• PROBLEM STATEMENT: Each line of the data that mentions the string "accounted" needs to be identified and copied.

• TASK MATERIAL:
————
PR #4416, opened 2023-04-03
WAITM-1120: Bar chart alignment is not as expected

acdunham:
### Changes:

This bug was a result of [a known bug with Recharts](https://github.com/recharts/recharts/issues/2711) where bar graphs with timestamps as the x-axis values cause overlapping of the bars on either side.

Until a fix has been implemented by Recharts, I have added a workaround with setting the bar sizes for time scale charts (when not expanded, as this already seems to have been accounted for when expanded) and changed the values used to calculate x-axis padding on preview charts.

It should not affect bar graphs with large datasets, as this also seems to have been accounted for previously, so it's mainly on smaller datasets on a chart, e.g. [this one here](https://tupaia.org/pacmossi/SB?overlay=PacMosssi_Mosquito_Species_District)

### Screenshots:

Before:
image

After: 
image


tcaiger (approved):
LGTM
————
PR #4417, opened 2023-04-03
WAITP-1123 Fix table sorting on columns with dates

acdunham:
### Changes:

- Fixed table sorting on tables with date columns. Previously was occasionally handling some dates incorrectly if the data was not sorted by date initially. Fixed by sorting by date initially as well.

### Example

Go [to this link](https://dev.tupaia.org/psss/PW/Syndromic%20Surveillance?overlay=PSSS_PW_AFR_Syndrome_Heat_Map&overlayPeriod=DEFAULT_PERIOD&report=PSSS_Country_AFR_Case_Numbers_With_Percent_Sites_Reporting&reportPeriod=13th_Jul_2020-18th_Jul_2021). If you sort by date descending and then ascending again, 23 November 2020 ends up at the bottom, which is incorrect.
————
• EXERCISE ANSWER:
Until a fix has been implemented by Recharts, I have added a workaround with setting the bar sizes for time scale charts (when not expanded, as this already seems to have been accounted for when expanded) and changed the values used to calculate x-axis padding on preview charts.
It should not affect bar graphs with large datasets, as this also seems to have been accounted for previously, so it's mainly on smaller datasets on a chart, e.g. [this one here](https://tupaia.org/pacmossi/SB?overlay=PacMosssi_Mosquito_Species_District)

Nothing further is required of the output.